1946    Erste Pfadfinderinnengruppen entstehen oder sammeln sich wieder in Aachen, Trier, Köln und München.

1947    In München gründen Vertreterinnen aus München, Weißenburg, Augsburg und Köln die Pfadfinderinnenschaft St. Georg für die amerikanische Besatzungszone. Die PSG wird Mitglied im Bund der Deutschen Katholischen Jugend (BDKJ).

1949    bestehen bereits 87 Stämme quer durch die ganze Bundesrepublik.

1954    Der Ring Deutscher Pfadfinderinnenverbände wird Vollmitglied im Weltbund der Pfadfinderinnen (WAGGGS).

1977    Das PSG-Bundesamt zieht von München nach Leverkusen um.

1982    Gemeinsamer Studienteil der Bundesversammlungen der (männlichen) Deutschen Pfadfinderschaft St. Georg und der (weiblichen) PSG zu Fragen der Koedukation. Die PSG beschließt, ein Verband nur für Mädchen und Frauen zu bleiben.

1997    „50 Jahre PSG“ feiern 2000 Pfadfinderinnen Pfingsten ´97 in Wernau

2001    Das neue Altersstufenprogramm für Wichtel „Zirkus“ wird eingeführt

2002    „wow – Wichtels all arOund the World“ – Bundeswichtelwochenende in Nürnberg und Essen

2003    „Caramba“ - Zeltlager in Großzerling für Caravelles und Ranger

2004    Bundesweites PSG-Leiterinnenspektakel auf der Burg Rothenfels unter dem Motto „motra – modern und traditionell“

2004    Das neue PSG-Logo wird beschlossen

2005    Erste bundesweite, dezentrale PSG-Werbewoche: Zum Thinking-Day werden zahlreiche Aktionen zum „WAGGG-Walk for the World“ durchgeführt.

2005    Die Bundesversammlung beschließt das Positionspapier „Geistliche Leitung in der PSG“

2005    Das neue Design-Konzept wird eingeführt.

2005    Die Mitglieds-Zeitschriften „Spunx“ (für Wichtel und Pfadis) und „Olave“ (für Caravelle, Ranger und Leiterinnen) erscheinen erstmalig.
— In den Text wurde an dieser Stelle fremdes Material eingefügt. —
PR #658, opened 2025-08-28
refine: create_standby: IO tuning, let kernel and python runtime handle data flush and fs sync

Bodong-Yang:
## Introduction

> [!NOTE]
> This PR is based on #657 

Previously, on create_standby.update_slot, each file copy will issue a fsync syscall, this is actually not needed, and might cause IO performance degraded and stall IO on relatively slow device. 

Actually we don't need to manually call fsync and sync, just let kernel handle the data flushing and commits. Finally when the OTA finished and the standby slot is being umounted, the kernel will do a full sync to ensure all changes are truly saved to the disk, again, no need to manually call sync. 

For the risk analysis of forcely poweroff during OTA, see #657 's PR description.

### DIFF
--- a/src/otaclient_common/cmdhelper.py
+++ b/src/otaclient_common/cmdhelper.py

2005    „scoutmission – Glauben in der Tat“: Die PSG veranstaltet gemeinsam mit der DPSG und missio ein Zeltlager für 5000 Personen in Düsseldorf und Begegnungszentrum in Köln anlässlich des Weltjugendtages in Deutschland

2006    Die Bundesversammlung beschließt die „Leitlinien der PSG zur Prävention sexueller Gewalt“ die anhand des pfadfinderischen Menschenbildes unser Selbstverständnis und unsere Verantwortung in Bezug auf die Prävention sexueller Gewalt deutlich macht

2006    Bundes-Pfadiwochenende zum Thema „Sternenhimmel“

2007    Bundes-Wichtelwochenende auf der Burg Rothenfels

2007    "100% PSG" - die PSG feiert ihr 60jähriges in Ahrhütte und beschließt ein neues Schwerpunktthema "un-gerecht. Pfadfinderinnen für Gerechtigkeit"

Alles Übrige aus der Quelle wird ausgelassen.